SpeakerRPL v2: Robust Open-set Speaker Identification through Enhanced Few-shot Foundation Tuning and Model Fusion
New model reduces error rate from 1.28% to 0.09% on a key benchmark, achieving near-perfect accuracy.
A research team led by Zhiyong Chen has unveiled SpeakerRPL v2, a significant upgrade to their open-set speaker identification framework. The core innovation lies in an enhanced learning objective that combines reciprocal points learning—a technique for better separating known from unknown speakers—with logit normalization (LogitNorm) and adaptive anchor learning. This trio of techniques works to more tightly constrain the model's internal representations of target speakers, dramatically improving its robustness and accuracy when faced with voices it wasn't explicitly trained on.
To address the instability often seen in few-shot learning scenarios, the team introduced a novel model fusion strategy. This approach aggregates multiple tuned models to reduce result randomness and improve generalization across diverse conditions. A complementary model selection method ensures only the best-performing variants are combined. Validated on major datasets like VoxCeleb, ESD, and 3D-Speaker, the system achieved a breakthrough result: on a challenging Vox1-O-like test set, it slashed the Equal Error Rate (EER) from 1.28% to just 0.09%, representing a 93% relative reduction in error.

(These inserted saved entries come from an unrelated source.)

PR #984, opened 2024-05-24
fix process_init_approx

avehtari:
When using approximate inference algorithm fit objects as init there could be some errors that this PR fixes

- Issue: `lp__` or `lp_approx__` may contain NaN. NA, or Inf. Fix: replace non-finite `lw` with `-Inf`
- Issue: `pareto_smooth()` was estimating `r_eff`, but for independent draws from approximate normals `r_eff=1` should be used: Fix: add argument `r_eff=1` to `pareto_smooth()` call

### DIFF
--- a/R/args.R
+++ b/R/args.R
@@ -1290,6 +1290,8 @@ process_init_approx <- function(init, num_procs, model_variables = NULL,
     model_variables = list(parameters = colnames(draws_df)[3:(length(colnames(draws_df)) - 3)])
   }
   draws_df$lw = draws_df$lp__ - draws_df$lp_approx__
+  # Replace NaN and Inf with -Inf
+  draws_df$lw[!is.finite(draws_df$lw)] <- -Inf
   # Calculate unique draws based on 'lw' using base R functions
   unique_draws = length(unique(draws_df$lw))
   if (num_procs > unique_draws) {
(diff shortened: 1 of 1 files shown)


R/args.R
```diff
@@ -1290,6 +1290,8 @@ process_init_approx <- function(init, num_procs, model_variables = NULL,
     model_variables = list(parameters = colnames(draws_df)[3:(length(colnames(draws_df)) - 3)])
   }
   draws_df$lw = draws_df$lp__ - draws_df$lp_approx__
+  # Replace NaN and Inf with -Inf
+  draws_df$lw[!is.finite(draws_df$lw)] <- -Inf
```
andrjohns, line 1294: Is this something that needs to be fixed at the Cmd/Stan level? Should this ever be `Inf`/`NaN` with a "good" run?

andrjohns (commented):
Thanks! Looks good, just one question

R/args.R
avehtari: It should be fixed also in Stan, so that all non-finite lp__ values are replaced with -Inf, but while waiting for it, it's good to have here

avehtari: https://github.com/stan-dev/stan/issues/3290

andrjohns: Perfect! I'll merge when tests pass. Thanks!

PR #987, opened 2024-05-27
sampling statement -> distribution statement

avehtari:
The docs for 2.35 will have the change sampling statement -> distribution statement. This PR fixes the only mention in `cmdstanr` + uses new URL for the chapter


jgabry (approved):
Thanks! I think the one GitHub actions failure must be unrelated to this but I will rerun the checks and then we can merge.

PR #993, opened 2024-06-07
Fixes 975 by only removing leftmost array dimension if equal to 1

### LINKED ISSUE #975: Dimension mismatch when using Pathfinder object as initial values
Hi,

The following Stan program declares `mu` as a matrix with 1 column.

```
data {
  int N;
  vector[N] y;
}

parameters {
  matrix[N, 1] mu;
  real<lower=0> sigma;
}

model {
  target += normal_lupdf(y | mu[:, 1] , sigma);
}

```

After running Pathfinder and using this object as initial values for HMC, the following error is reported:

```
mod <- cmdstan_model("test.stan")
data <- list(N = 100, y = rnorm(100))
pf <- mod$pathfinder(data = data)
fit <- mod$sample(data = data, init = pf)


Chain 1 Unrecoverable error evaluating the log probability at the initial value.
Chain 1 Exception: mismatch in number dimensions declared and found in context; processing stage=parameter initialization; variable name=mu; dims declared=(100,1); dims found=(100)
```

So it seems like Stan doesn't recognise that `mu` should be a matrix.

Thanks,

Matt

SteveBronder:
#### Submission Checklist

- [x] Run unit tests

#### Summary

Fixes #975 by removing only the leftmost dimension of the init if it is equal to 1. Previously the code was calling `drop()` but that drops all dimensions equal to 1. @andrjohns I'd appreciate if you can check my logic here, but I think with a subset of draws we want to drop only the first dimension if it is equal to 1.  This passes all the tests I have setup for weird dimension sized parameter types so I think this logic is correct but I'd appreciate another set of eyes.

#### Copyright and Licensing

Simons Foundation

@mhollanders would you mind installing the branch of cmdstanr and checking whether this works for the larger model you are working with? I have this passing your minimal test case but would rather be certain I'm not just catching a small edge case


andrjohns:
Thanks! I'll sort out the windows tests and review tomorrow

andrjohns:
@SteveBronder for some reason the test model only had a single unique `lw` value at [this step](https://github.com/stan-dev/cmdstanr/blob/356fa046ac63c8800e4162bc10690fb5784c9269/R/args.R#L1296) in `process_init_approx` when `psis_resample=TRUE` - but only on Windows, and only when called in `testthat::expect_no_error()` (which is all kinds of bizarre)

I've set the test to use `psis_resample=FALSE` for now, but it might suggest there's some kind of weird interaction/issue with the process on Windows

andrjohns (approved):
LGTM thanks!

mhollanders:
> @mhollanders would you mind installing the branch of cmdstanr and checking whether this works for the larger model you are working with? I have this passing your minimal test case but would rather be certain I'm not just catching a small edge case

I checked and it works with my model. Thanks!

PR #1057, opened 2025-01-14
fix translation of log liks before exponentiation

avehtari:
Should fix https://github.com/stan-dev/loo/issues/272. 

`$loo()` had the following line
```
r_eff <- loo::relative_eff(exp(LLarray + max(-LLarray)), cores = r_eff_cores)
```
It was possible to get `Inf` from exp, and the autocovariance function failed with input which was all `Inf`. There are two issued with this line, 1) it's using the maximum of whole -LLarray, but it would be better to translate each variable in LLarray with its own maximum, and 2) it's making the smallest value 0, while it should be the largest value which is 0. This PR fixes these two issues.


andrjohns (approved):
Great, thanks Aki!

PR #1118, opened 2025-12-01
New pkgdown theme and workflow

VisruthSK:


jgabry:
> The site has been pushed to gh-pages but the deployment should be checked once by swapping the repo. The GHA didn't fail so I hope it works but should check.

If I change it to gh-pages in the repo settings will that automatically trigger the deployment?

VisruthSK:
Yeah it should work

jgabry:
Ok I'll try changing the settings now

PR #1119, opened 2025-12-03
Trying to remove red logo

VisruthSK:
Trying to move to the new, blue logo in the website.

### DIFF
--- a/R/model.R
+++ b/R/model.R
@@ -153,30 +153,14 @@
 #' fit_optim_w_init_list$init()
 #' }
 #'
-cmdstan_model <- function(
-  stan_file = NULL,
-  exe_file = NULL,
-  compile = TRUE,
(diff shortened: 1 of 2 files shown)


VisruthSK:
Simple fix, looks like the correct, blue favicon is live on dev site.

R/model.R
```diff
@@ -1,6 +1,6 @@
 #' Create a new CmdStanModel object
 #'
-#' @description \if{html}{\figure{logo.png}{options: width=25}}
+#' @description \if{html}{\figure{logo.svg}{options: width=25}}
```
jgabry: I think this is the only necessary change in the model.R file but there's a huge diff for the file due to a bunch of linting. Can you remove that from this PR and just keep the logo change in model.R?

PR #1125, opened 2025-12-26
Add qs2 option for saving model objects

### LINKED ISSUE #1040: Add `qs2` fomat to `save_object`
`qs2` is a very fast format for saving and reading data. For buge models, `fit$save_object()` is slow in `rds` format.

It would be great to ass the `qs2` (or `qs`) option to  `save_object`.

Thanks!

VisruthSK:
Fixes #1040 by offering the option to use the qs2 format which performed well in tests across model sizes.


VisruthSK:
Should be good once the data.table change is reflected in tests, since I think all tests would pass then.

PR #1138, opened 2026-02-13
Add a `progressr`-based progress bar for sampling.

### LINKED ISSUE #18: Progress bar
CmdStanPy has a nice progress bar that we can implement in R too. 

We are currently using `processx::run(..., echo=TRUE)` so that the R user sees the output directly from CmdStan, but processx provides a lot more control than that and it looks like it has what we’d need behind the scenes for a progress bar even for chains in parallel.

josswright:
#### Submission Checklist

- [x] Run unit tests

#### Summary

As discussed in https://github.com/stan-dev/cmdstanr/issues/18 , this pull request adds a progress bar to CmdStanR's `sample()` function via the `progressr` framework.

This can be enabled via two new options to `model$sample(...)`:
- `show_progress_bar` - boolean - default `FALSE`
   Enables the progress bar.  
- `suppress_iteration_messages` - boolean - default `FALSE` if `show_progress_bar` is `FALSE`, and `TRUE` if `show_progress_bar` is `TRUE`.
   Causes any output lines reporting an iteration (such as `Chain 1 Iteration   1 / 2000 (Warmup)`) to be suppressed.

For the progress bar to be displayed, a progress bar handler must be created and registered by the end user. (See: https://progressr.futureverse.org/) For ease of use, a `register_default_progress_handler()` function has been added. Calling `register_default_progress_handler()` before a `model$sample(...)` call will spawn a default progress bar via the [cli](https://cli.r-lib.org/index.html) library.

#### Copyright and Licensing

Joss Wright, University of Oxford


VisruthSK:
Looks like some tests are failing because the lower bound for iter_sampling should be 0 instead of 1.

josswright:
Thanks for the help with the unit tests.

In the spirit of peer review, some notes and thoughts:
- I'm not entirely happy with `CmdStan`'s default `iter_warmup` and `iter_sampling` values being hard-coded into `MCMCProcs` default call rather than derived somehow. I imagine that the default values are fairly fixed, but I would have liked not to rely on that. Every route I could see to getting them was clunky and brought in unnecessary code.
- As mentioned above, I toyed with the idea of setting `refresh` to 1 by default when showing the progress bar with iteration messages suppressed. In the end that seemed to introduce yet another case of a parameter depending on another parameter, as well as a potential source of fragility. I'll note, though, that `refresh` can safely be set to 1 for a nice, smooth progress bar without any noticeable overhead or slowdown that I saw in testing.
- The code to derive the number of steps for the progress bar is more complicated than I originally imagined because of how `CmdStan` reports iterations. 
 
  At one stage, when the number of steps was incorrectly calculated as too low, the progress bar was crashing, which also killed the sampling run. I've now ensured that the progress bar automatically closes when it reaches its finished number of steps, which should avoid crashes and just print a warning in the case of some output oddity causing more update steps to be signalled. 

  I've tested as extensively as I can, but I live in fear of this killing someone's multi-day sampling run.

R/run.R
```diff
@@ -1050,6 +1111,53 @@ CmdStanMCMCProcs <- R6::R6Class(
...
+              # iterations. (For example, if refresh_rate is 12 and iter_warmup
+              # is 100, the first reported iteration for sampling will be 112,
+              # not 108.)
+
+              # Get the current iteration count.
+              # Subtract iter_warmup if greater than that.
+              iter_current <- as.numeric(gsub(".*Iteration:\\s*([0-9]+) \\/.*", "\\1", line, perl = TRUE))
+              if (iter_current > private$iter_warmup_) {
+                iter_current <- iter_current - private$iter_warmup_
+              }
```
jgabry: Question about the logic here (and below). Is my understanding here correct? 

  1. You parse Iteration: X / ... from CmdStan output.
  2. If X > iter_warmup you subtract warmup, so iter_current becomes sampling-only (e.g., 1..iter_sampling)
  3. But then you check the final-step (below) with iter_current == iter_warmup + iter_sampling, which now back on the total iterations scale.

So during sampling, can that final-step condition can ever actually be true? I'm not entirely confident in my analysis here, but here's a simple example (not very realistic, but just to demonstrate). Suppose: 

- iter_warmup = 100
- iter_sampling = 70
- Total iterations per chain = 170
- refresh = 50

Then at the final line (Iteration: 170 / 170):

  - We would subtract warmup: iter_current = 170 - 100 = 70
  - Then check 70 == 170 (false)
  - 70 %% 50 != 0, so no progress update happens for the final chunk?

R/run.R
```diff
@@ -511,6 +511,10 @@ check_target_exe <- function(exe) {
     }
     procs$check_finished()
   }
+  # Ensure at this point that any created progress bar is closed.
+  if (!is.null(private$progress_bar_)) {
+    private$progress_bar_(type = "finish")
```
jgabry: Should this be `procs$progress_bar()(type = "finish")`? Does `private$progress_bar` exists in the CmdStanRun object or just in CmdStanProcs?

R/utils.R
```diff
@@ -1046,3 +1046,48 @@ expose_stan_functions <- function(function_env, global = FALSE, verbose = FALSE)
...
+    cli.progress_clear = FALSE
+  )
+
+  # Default informative progress output for sampling
+  progressr::handlers(
+    progressr::handler_cli(
+      format = "{cli::pb_spin} Progress: |{cli::pb_bar}| {cli::pb_current}/{cli::pb_total} | {cli::pb_percent} | ETA: {cli::pb_eta}",
+      clear = FALSE
+    )
+  )
```
jgabry: These settings will affect things people do outside of CmdStanR too, right? I would think it would be very rare that this would cause a problem for someone, but if we change global settings we should document it. 

Typically I would approach something like this by restoring the options to their previous state before exiting the function, but that doesn't make sense here. The user would then need to call this function before every sampling run instead of just once. So documenting this seems sufficient. Maybe something like this (if what I wrote is actually correct): 

```
 `register_default_progress_handler()` modifies global progress settings for the current R session. It installs a global progressr handler and sets cli progress options, which may change progress display behavior in other packages. 
```

Another option (in addition to the doc) would be to add a function the user can use to restore the settings. 

@VisruthSK any thoughts on this?

jgabry (commented):
Thanks again for working on this! I just added a first round of review comments. And here are also some responses to some of your comments above: 

> In the spirit of peer review, some notes and thoughts:
> 
> * I'm not entirely happy with `CmdStan`'s default `iter_warmup` and `iter_sampling` values being hard-coded into `MCMCProcs` default call rather than derived somehow. I imagine that the default values are fairly fixed, but I would have liked not to rely on that. Every route I could see to getting them was clunky and brought in unnecessary code.

Yeah not ideal, but this is tricky. I'll think about it but we may be stuck with this. 

> * As mentioned above, I toyed with the idea of setting `refresh` to 1 by default when showing the progress bar with iteration messages suppressed. In the end that seemed to introduce yet another case of a parameter depending on another parameter, as well as a potential source of fragility. I'll note, though, that `refresh` can safely be set to 1 for a nice, smooth progress bar without any noticeable overhead or slowdown that I saw in testing.

When I test `refresh = 1` it's nice and smooth but it seems to add a _lot_ of overhead. Here's what I tried along with `system.time` output: 

```
system.time({
  cmdstanr_example(show_progress_bar = TRUE)
})
user  system elapsed 
3.235   0.982   4.106 

system.time({
  fit <- cmdstanr_example(show_progress_bar = TRUE, refresh = 1)
})
   user  system elapsed 
182.875  13.757 199.954 
```

Drastic difference! Are you not seeing that on your end? Maybe I'm doing something wrong. This is also all with the default progress bar. Maybe other ones have less overhead? 


> * The code to derive the number of steps for the progress bar is more complicated than I originally imagined because of how `CmdStan` reports iterations.

I put a few questions/comments about this in the review comments. 


>   I've tested as extensively as I can, but I live in fear of this killing someone's multi-day sampling run.

I haven't yet gotten around to thinking about what tests we should add to the unit tests. But we should definitely add some that will run automatically whenever our unit tests are run.

avehtari:
1. Can you add this also for other methods? At least `laplace` and `pathfinder` take often long time and provide iteration output.
2. Could it be possible to have global option, e.g. `cmdstanr_progressbar` with default value `FALSE`? Then there would not be need to change it for every call separately. This would be especially handy when working with notebooks, so that you like to see the progressbar when running code interactively, but not when rendering the notebook. For example, `projpred` has global option `projpred.use_progressr`
3. Seems to work also with `brms` when using `options(brms.backend = "cmdstanr")`
4. If `register_default_progress_handler()` is called when quarto rendering, there is an error. The function could use `if (interactive()) {... }` to register the handler only in interactive session.
```
[31mError in `globalCallingHandlers()`:
! should not be called with handlers on the stack
Backtrace:
    ▆
 1. └─cmdstanr::register_default_progress_handler()
 2.   └─progressr::handlers(global = TRUE) at cmdstanr/R/utils.R:1073:3
 3.     └─progressr:::register_global_progression_handler(action = action)
 4.       └─base::globalCallingHandlers(condition = global_progression_handler)
```

5. The output in the end looks sometimes silly with progressbar in the middle
```
Start sampling
Running MCMC with 4 chains, at most 2 in parallel...

Chain 1 finished in 0.1 seconds.
Chain 2 finished in 0.1 seconds.
Chain 3 finished in 0.1 seconds.
🌔  Progress: |■■■■■■■■■■■■■■■■■■■■■■■■■■■■■■■ | 8000/8000 | 100% | ETA:  0s
Chain 4 finished in 0.1 seconds.
```

josswright:
> > 1. Can you add this also for other methods? At least `laplace` and `pathfinder` take often long time and provide iteration output.
> 
> I think this would be great, but we don't need to wait for that for this PR. It could be done separately and even potentially by someone else (using the same approach), depending on how much time @josswright has available to dedicate to this.

I'd be happy to have a look, although I wouldn't want to give any guarantees about how much time I'm likely to have in the near future. 

In that case, though, it would almost certainly be worth abstracting some of the iteration extraction and calculation code, though.

jgabry:
> Given this, I wonder if it might be worth throwing a warning if `refresh` is set too low?

Since it could make sense to set `refresh=1` for slower models (like your GP model), maybe just adding some documentation about this is enough instead of throwing a warning? We can just say that the overhead of setting `refresh` to a low number will be noticeable for fast models but `refresh=1`  can give you "a nice, smooth progress bar" for slower models, like you mentioned in some comments above.

PR #1170, opened 2026-04-04
Test snapshots

VisruthSK:
Swap some tests to use snapshots. Should be discussed.


jgabry (commented):
Thank you! At first glance this looks good. I'll take another look soon to take a closer look at exactly which tests we're converting to snapshots. 

For now a question: if we set `cran=FALSE` I assume the snapshot tests should still run on CI, right? If we do eventually submit to CRAN we can't run most of these tests because CRAN won't have CmdStan installed and probably won't let us install it on CRAN systems just to run our tests. So we'd probably end up doing what RStudio does with their tensorflow package: 

https://github.com/rstudio/tensorflow/blob/main/tests/testthat.R

VisruthSK:
Ah yes, forgot about that. Will fix that in a bit.

tests/testthat/test-model-compile-user_header.R
```diff
@@ -1,8 +1,7 @@
 skip_if(os_is_macos())
 
-file_that_exists <- "placeholder_exists"
-file_that_doesnt_exist <- "placeholder_doesnt_exist"
-withr::local_file(file_that_exists)
```
jgabry, line 5: This line actually creates a file, but the new version doesn't. The file does happen to get created in one of the later test blocks, but I think we should still create it at the top of the file.

jgabry: Maybe just `file.create(file_that_exists)`, since cleanup should still be handled by `local_tempfile`?

jgabry (changes requested):
I think this is pretty much good to go. I made one small change request and suggested adding one code comment, but otherwise I've come around to the idea that switching to snapshots for these print tests is probably for the best, despite losing the explicitness of the assertions in the old tests.

tests/testthat/helper-custom-expectations.R
```diff
@@ -127,3 +127,20 @@ expect_equal_ignore_order <- function(object, expected, ...) {
 }
 
 expect_not_true <- function(...) expect_false(isTRUE(...))
+
+transform_print_snapshot <- function(x) {
```
jgabry, line 133:
```suggestion
# strips numeric values (which may change slightly with different hardware or compilers) 
# allowing us to still verify names, ordering, column headers, row counts, etc.
transform_print_snapshot <- function(x) {
```

VisruthSK:
Yes the main thing now is that we need to be very protective of the snaps and ensure they aren't changed spuriously. If the API does change its a lot easier to update tests.

jgabry (approved):

jgabry:
> Yes the main thing now is that we need to be very protective of the snaps and ensure they aren't changed spuriously. 

Yeah definitely. We need to make sure no snapshot updates are snuck into large PRs without realizing it.

Issue #1153, opened 2026-03-09
Use air for formatting


VisruthSK:
Use Posit's new opinionated formatter, [Air](https://posit-dev.github.io/air/formatter.html) to [review pull requests](https://posit-dev.github.io/air/integration-github-actions.html#format-with-github-suggestions) to ensure they conform to the style as well as format the entire project once.

VisruthSK:
https://docs.github.com/en/repositories/working-with-files/using-files/viewing-and-understanding-files#ignore-commits-in-the-blame-view

PR #1171, opened 2026-04-06
fix: fix init with draws or fit object and without .stan file

### LINKED ISSUE #1088: initiailizing with a draws or fit object fails if the model is created without a .stan file
**Describe the bug**
If a model is created without a `.stan` file, that is only with an `exe_file`, using another fit object as an `init` fails with an uninformative error message.

**To Reproduce**
```r
library(cmdstanr)

model_code <- "data {
 int N;
 array[N] real x;
 }
parameters {
  real mu;
}
model {

  // likelihood including constants
  x ~ normal(mu, 1);
}

"

model <- cmdstan_model(write_stan_file(model_code), exe_file = "model_bin")

model_nostanfile <- cmdstan_model(exe_file = "model_bin")

d <- list(x = c(1,2,3,4,5), N = 5)

pth <- model$pathfinder(
  data = d
)

# works fine
mcmcfit <- model$sample(
  data = d,
  init = pth
)

# fails  Error: 'init' contains empty lists.
mcmcfit_nostanfile<- model_nostanfile$sample(
  data = d,
  init = pth
)

```

**Expected behavior**
The sampling succeeds, or a more informative error message is given.

**Operating system**
Linux (Ubuntu 24.04.2)

**CmdStanR version number**
0.9.0

**Additional context**
I believe this is due to `model_nostanfile$variables()` failing to determine which parameters are in the model, but I think passing all the variable inits without determining which variables are actually in the model should still work

avehtari:
Closes #1088 

Fix init from fit objects when model has no Stan file

When a `CmdStanModel` is created with only `exe_file` (no `.stan` file), using a fit object (e.g. from `$pathfinder()`) as `init` fails with the uninformative error `"'init' contains empty lists."`.

#### Root cause

Without a Stan file, `model$variables()` is unavailable, so `model_variables` is `NULL` throughout the init processing pipeline. Four functions (`process_init.CmdStanMCMC`, `process_init_approx`, `process_init.CmdStanPathfinder`, `process_init.CmdStanMLE`) had fallback code that constructed `model_variables$parameters` as a **character vector** of column names, but `process_init.draws()` expects it to be a **named list** with `$dimensions` metadata. This caused `names(model_variables$parameters)` to return `NULL`, producing empty init lists.

#### Fix

- Added `model_variables_from_draws()` helper that infers parameter names and number of dimensions from `posterior::variables(as_draws_df(...))`: names without `[` are scalars, names with `[` are containers (base name extracted via `sub("\\[.*", "", ...)`), and the number of `,` determine the number of dimensions.
- `process_init.draws()` calls this helper when `model_variables` is `NULL`, so it works without a Stan file.
- Removed the broken column-index-based fallbacks from the four intermediate `process_init.*` methods — they now pass `model_variables` through as-is and let `process_init.draws()` handle the `NULL` case.
- Cleaned up extra columns (`lw`, `weight`) that `process_init_approx` and the Pathfinder no-lp branch add to draws before passing downstream.
- "Pathfinder inits do not drop dimensions" test was renamed to "Inits from fit/draws work for exe-only models with various parameter types" and modified to test more different containers, and to include test case for exe-file-only model to .

#### Notes

- Using  `model$variables()` when Stan file is available still has benefit of creating the init list only with the actual model variables.
- Using `model_variables_from_draws()`  has downside of including transformed paramaters and generated quantities, although that is unlikely to have big performance effect.
- When the init is based on a fit  object, it would be possible to to get the names of the parameters and dimensions (and drop transformed parameters and generated quantities) with `fit$variable_skeleton(transformed_parameters = FALSE, generated_quantities = FALSE)` but that causes compilation of model methods which adds overhead, and thus was not added here.
- The design of the fix is by me. Coding and testing was assisted by Claude

#### Copyright and Licensing

Aki Vehtari

### DIFF
--- a/R/args.R
+++ b/R/args.R
@@ -1035,6 +1035,38 @@ validate_exe_file <- function(exe_file) {
 }
 
 
+#' Build a model_variables structure from a draws object
+#'
+#' When a model has been created without a Stan file,
+#' `model$variables()` is unavailable. This helper infers parameter
+#' names and whether each is a scalar or container from
+#' `posterior::variables(as_draws_df(...))`. In that representation
+#' containers are expanded (e.g. `beta[1]`, `gamma[1,2]`) while
+#' scalars appear as bare names (e.g. `sigma`). A name without `[` is
+#' a scalar; a name with `[` is a container whose base name is
+#' extracted.
+#'
+#' @noRd
+#' @param draws A draws object (any format supported by posterior).
+#' @return A list with a `parameters` element in the same format as
+#'   `model$variables()`. The dimensions is stored as 0 for scalars
+#'   and 1 for containers, which is sufficient for `process_init.draws()`.
+model_variables_from_draws <- function(draws) {
+  df_vars <- posterior::variables(posterior::as_draws_df(draws))
+  df_vars <- df_vars[!grepl("__$", df_vars)]
+  has_bracket <- grepl("\\[", df_vars)
+  scalars <- df_vars[!has_bracket]
+  containers <- unique(sub("\\[.*", "", df_vars[has_bracket]))
+  parameters <- list()
+  for (var_name in scalars) {
+    parameters[[var_name]] <- list(type = "real", dimensions = 0L)
+  }
+  for (var_name in containers) {
+    parameters[[var_name]] <- list(type = "real", dimensions = 1L)
+  }
+  list(parameters = parameters)
+}
+
 #' Generic for processing inits
 #' @noRd
 process_init <- function(init, ...) {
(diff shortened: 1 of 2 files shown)


jgabry (changes requested):
There's an edge case that causes an error. I think it's inferring the wrong number of dimensions for higher dimensional objects that only contain 1 element: 

```r
stan_code <- write_stan_file(
  "
  data { real y; }
  parameters { matrix[1,1] mu; }
  model { y ~ normal(mu[1,1], 1); }
  "
)
mod <- cmdstan_model(stan_code, force_recompile = TRUE)
fit <- mod$sample(data = list(y = 0))
mod_exe <- cmdstan_model(exe_file = mod$exe_file())

# both of these error 
mod_exe$sample(data = list(y = 0), chains = 1, init = fit$draws())
mod_exe$sample(data = list(y = 0), chains = 1, init = fit)
```

I think this would also error for `array[1,1] real`, `array[1,1,1] real`, etc., although I haven't tested those. These probably aren't very common in Stan programs, but could exist.

jgabry (approved):
Looks good now, thanks. We can merge if everything passes. (I also pushed one commit cleaning up a couple of trivial unrelated things in args.R that I noticed while I was looking at it. I probably should do that separately from this PR, but it was just changing some `=` to `<-` for assignment)

jgabry:
Actually @VisruthSK maybe we should do this before #1153 so that the diffs are separate?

The paper, accepted for ICASSP 2026, positions SpeakerRPL v2 as a state-of-the-art solution for practical speaker verification. Its ability to learn accurately from just a few examples (few-shot learning) and reliably reject imposters (open-set capability) makes it directly applicable to security-sensitive domains. The accompanying release of code allows developers and researchers to immediately test and integrate these advancements into voice biometrics and authentication pipelines.
- Achieves a 93% relative reduction in error, lowering EER from 1.28% to 0.09% on a VoxCeleb-based benchmark.
- Introduces a model fusion strategy to stabilize few-shot tuning, reducing randomness and improving generalization.
- Designed for open-set identification, meaning it can accurately reject unknown speakers not seen in training.
Why It Matters
Enables highly secure, low-error voice authentication systems that can be trained quickly with minimal user data.